* EXERCISE REQUIREMENTS: Using the entries that follow, write out the line containing "fix(hyperliquid): sanitize baseName", the line containing "It seems like", and every line between them, exactly and nothing else.

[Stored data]

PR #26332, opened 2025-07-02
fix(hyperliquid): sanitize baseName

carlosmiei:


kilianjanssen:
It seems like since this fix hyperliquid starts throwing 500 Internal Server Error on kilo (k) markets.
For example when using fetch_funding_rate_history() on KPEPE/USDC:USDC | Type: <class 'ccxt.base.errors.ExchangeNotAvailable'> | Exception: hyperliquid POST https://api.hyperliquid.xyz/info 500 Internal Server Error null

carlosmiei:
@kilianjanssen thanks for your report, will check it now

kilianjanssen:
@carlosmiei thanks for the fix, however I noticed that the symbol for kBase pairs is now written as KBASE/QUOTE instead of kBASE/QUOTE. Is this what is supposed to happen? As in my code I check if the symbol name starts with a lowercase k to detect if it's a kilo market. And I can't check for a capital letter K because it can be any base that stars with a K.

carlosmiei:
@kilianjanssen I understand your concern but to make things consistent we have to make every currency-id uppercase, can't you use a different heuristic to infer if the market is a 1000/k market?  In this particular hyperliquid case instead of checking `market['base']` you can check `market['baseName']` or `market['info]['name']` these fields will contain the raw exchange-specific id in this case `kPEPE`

---

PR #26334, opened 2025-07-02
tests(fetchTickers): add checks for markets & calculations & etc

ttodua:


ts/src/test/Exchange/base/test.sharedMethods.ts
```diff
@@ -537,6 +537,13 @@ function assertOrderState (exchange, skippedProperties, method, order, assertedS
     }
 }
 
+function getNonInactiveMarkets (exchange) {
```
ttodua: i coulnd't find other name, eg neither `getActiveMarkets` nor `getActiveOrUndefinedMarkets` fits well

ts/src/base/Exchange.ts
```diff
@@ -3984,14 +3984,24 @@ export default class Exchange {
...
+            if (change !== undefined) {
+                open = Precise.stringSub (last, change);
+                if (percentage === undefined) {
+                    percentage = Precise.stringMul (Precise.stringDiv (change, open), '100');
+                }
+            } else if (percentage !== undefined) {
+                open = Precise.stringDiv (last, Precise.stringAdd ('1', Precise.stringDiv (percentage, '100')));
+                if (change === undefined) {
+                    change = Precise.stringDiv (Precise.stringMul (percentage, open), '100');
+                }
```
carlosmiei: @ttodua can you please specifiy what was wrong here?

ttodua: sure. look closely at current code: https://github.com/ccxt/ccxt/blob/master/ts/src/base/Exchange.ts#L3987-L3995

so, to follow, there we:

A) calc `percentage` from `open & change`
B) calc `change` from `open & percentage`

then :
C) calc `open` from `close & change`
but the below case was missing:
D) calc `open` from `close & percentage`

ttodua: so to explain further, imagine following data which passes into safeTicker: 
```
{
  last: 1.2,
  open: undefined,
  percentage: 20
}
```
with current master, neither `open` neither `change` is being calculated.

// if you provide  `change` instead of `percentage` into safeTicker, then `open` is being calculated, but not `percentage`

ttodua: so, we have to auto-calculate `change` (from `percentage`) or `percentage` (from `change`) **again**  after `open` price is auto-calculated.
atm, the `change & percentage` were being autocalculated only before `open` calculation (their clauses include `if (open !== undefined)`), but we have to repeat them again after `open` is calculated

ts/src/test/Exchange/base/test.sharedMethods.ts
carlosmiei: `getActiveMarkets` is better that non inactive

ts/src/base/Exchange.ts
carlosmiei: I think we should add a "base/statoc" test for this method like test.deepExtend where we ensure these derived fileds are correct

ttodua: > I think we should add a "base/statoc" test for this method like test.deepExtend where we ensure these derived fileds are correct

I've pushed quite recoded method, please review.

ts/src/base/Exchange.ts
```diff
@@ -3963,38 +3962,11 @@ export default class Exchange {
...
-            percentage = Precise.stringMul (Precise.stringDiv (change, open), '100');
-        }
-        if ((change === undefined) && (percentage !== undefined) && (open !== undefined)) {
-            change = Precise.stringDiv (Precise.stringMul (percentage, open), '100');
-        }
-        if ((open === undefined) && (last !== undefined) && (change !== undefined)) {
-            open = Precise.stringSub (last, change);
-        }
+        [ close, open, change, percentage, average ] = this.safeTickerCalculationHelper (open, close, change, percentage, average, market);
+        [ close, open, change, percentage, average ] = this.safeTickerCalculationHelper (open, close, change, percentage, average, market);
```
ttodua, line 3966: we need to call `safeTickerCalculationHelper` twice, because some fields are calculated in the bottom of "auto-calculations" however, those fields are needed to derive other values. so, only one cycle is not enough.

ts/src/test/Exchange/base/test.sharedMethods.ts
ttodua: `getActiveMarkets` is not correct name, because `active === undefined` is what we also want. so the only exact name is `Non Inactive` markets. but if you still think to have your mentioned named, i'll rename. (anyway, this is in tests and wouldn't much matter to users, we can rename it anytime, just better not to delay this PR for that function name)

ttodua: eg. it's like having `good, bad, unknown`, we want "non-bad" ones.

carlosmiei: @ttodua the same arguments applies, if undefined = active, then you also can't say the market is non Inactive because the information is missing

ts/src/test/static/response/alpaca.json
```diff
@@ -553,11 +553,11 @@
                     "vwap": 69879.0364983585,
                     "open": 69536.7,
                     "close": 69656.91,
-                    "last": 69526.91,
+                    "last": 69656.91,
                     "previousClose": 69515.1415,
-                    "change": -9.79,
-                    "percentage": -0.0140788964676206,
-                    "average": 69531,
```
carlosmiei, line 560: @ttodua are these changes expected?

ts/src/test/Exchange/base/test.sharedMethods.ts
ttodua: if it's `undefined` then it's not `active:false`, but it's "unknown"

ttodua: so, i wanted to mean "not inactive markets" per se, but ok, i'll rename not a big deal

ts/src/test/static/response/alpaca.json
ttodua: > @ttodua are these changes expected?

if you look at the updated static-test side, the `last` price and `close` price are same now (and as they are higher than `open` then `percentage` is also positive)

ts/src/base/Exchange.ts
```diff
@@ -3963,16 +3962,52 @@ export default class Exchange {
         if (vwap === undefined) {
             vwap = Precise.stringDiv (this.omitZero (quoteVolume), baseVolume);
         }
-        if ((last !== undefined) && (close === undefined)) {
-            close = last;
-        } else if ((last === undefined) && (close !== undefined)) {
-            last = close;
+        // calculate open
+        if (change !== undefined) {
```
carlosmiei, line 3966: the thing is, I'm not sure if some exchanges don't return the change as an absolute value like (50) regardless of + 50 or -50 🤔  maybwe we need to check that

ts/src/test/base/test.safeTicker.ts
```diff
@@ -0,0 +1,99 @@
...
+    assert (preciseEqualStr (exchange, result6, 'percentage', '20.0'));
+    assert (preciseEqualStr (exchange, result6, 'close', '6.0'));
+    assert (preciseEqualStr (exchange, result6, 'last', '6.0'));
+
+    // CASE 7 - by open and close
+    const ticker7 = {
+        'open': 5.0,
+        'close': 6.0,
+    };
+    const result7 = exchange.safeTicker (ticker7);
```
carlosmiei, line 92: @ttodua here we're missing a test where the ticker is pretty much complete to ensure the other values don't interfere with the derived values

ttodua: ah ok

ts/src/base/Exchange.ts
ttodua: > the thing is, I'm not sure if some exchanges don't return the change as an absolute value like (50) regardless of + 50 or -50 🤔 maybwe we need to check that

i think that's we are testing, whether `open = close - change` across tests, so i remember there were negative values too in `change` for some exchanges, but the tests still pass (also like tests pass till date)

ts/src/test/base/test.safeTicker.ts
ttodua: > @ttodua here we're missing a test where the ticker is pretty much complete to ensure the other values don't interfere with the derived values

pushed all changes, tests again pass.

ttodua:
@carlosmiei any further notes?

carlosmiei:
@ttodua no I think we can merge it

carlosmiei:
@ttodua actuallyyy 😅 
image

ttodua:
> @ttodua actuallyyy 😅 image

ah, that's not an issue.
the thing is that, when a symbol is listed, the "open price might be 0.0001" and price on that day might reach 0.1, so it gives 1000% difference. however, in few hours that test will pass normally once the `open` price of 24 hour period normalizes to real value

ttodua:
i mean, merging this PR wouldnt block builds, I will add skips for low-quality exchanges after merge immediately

* PROBLEM SOLUTION:
fix(hyperliquid): sanitize baseName

carlosmiei:


kilianjanssen:
It seems like since this fix hyperliquid starts throwing 500 Internal Server Error on kilo (k) markets.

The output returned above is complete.